» WHAT THE TASK ASKS
Return the listing below character for character.

..............................

PR #4, opened 2024-06-03
Improve CI

steve-downey:
Improve the CI workflow, building with clang 17, 18, and 19, against libc++, and  with GCC  13 and 14 using Ubuntu 24.04 as the base OS.

### DIFF
--- a/.github/workflows/ci.yml
+++ b/.github/workflows/ci.yml
@@ -85,11 +85,6 @@ jobs:
           chmod +x llvm.sh
           sudo ./llvm.sh ${{matrix.config.clang_version}} all
 
-      - name: Install GCC 13
-        if: matrix.config.name == 'Ubuntu GCC 13'
-        run: |
-          sudo apt update
-          sudo apt-get install g++-13
 
       - name: Install GCC 14
         if: matrix.config.name == 'Ubuntu GCC 14'
--- a/.github/workflows/ci.yml
+++ b/.github/workflows/ci.yml
@@ -17,6 +17,15 @@ jobs:
       matrix:
         config:
         - {
+          name: "Ubuntu Clang 17",
+          os: ubuntu-24.04,
+          toolchain: "clang-17-toolchain.cmake",
+          clang_version: 17,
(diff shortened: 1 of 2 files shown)


neatudarius (approved):

etc/clang-flags.cmake
```diff
@@ -3,7 +3,7 @@ include_guard(GLOBAL)
 set(CMAKE_CXX_STANDARD 23)
```
JeffGarland, line 3: remind me -- is there something here that requires 23, or could it be 20?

..............................

» TASK RESULT
PR #4, opened 2024-06-03
Improve CI

steve-downey:
Improve the CI workflow, building with clang 17, 18, and 19, against libc++, and  with GCC  13 and 14 using Ubuntu 24.04 as the base OS.

### DIFF
--- a/.github/workflows/ci.yml
+++ b/.github/workflows/ci.yml
@@ -85,11 +85,6 @@ jobs:
           chmod +x llvm.sh
           sudo ./llvm.sh ${{matrix.config.clang_version}} all
 
-      - name: Install GCC 13
-        if: matrix.config.name == 'Ubuntu GCC 13'
-        run: |
-          sudo apt update
-          sudo apt-get install g++-13
 
       - name: Install GCC 14
         if: matrix.config.name == 'Ubuntu GCC 14'
--- a/.github/workflows/ci.yml
+++ b/.github/workflows/ci.yml
@@ -17,6 +17,15 @@ jobs:
       matrix:
         config:
         - {
+          name: "Ubuntu Clang 17",
+          os: ubuntu-24.04,
+          toolchain: "clang-17-toolchain.cmake",
+          clang_version: 17,
(diff shortened: 1 of 2 files shown)


neatudarius (approved):

etc/clang-flags.cmake
```diff
@@ -3,7 +3,7 @@ include_guard(GLOBAL)
 set(CMAKE_CXX_STANDARD 23)
```
JeffGarland, line 3: remind me -- is there something here that requires 23, or could it be 20?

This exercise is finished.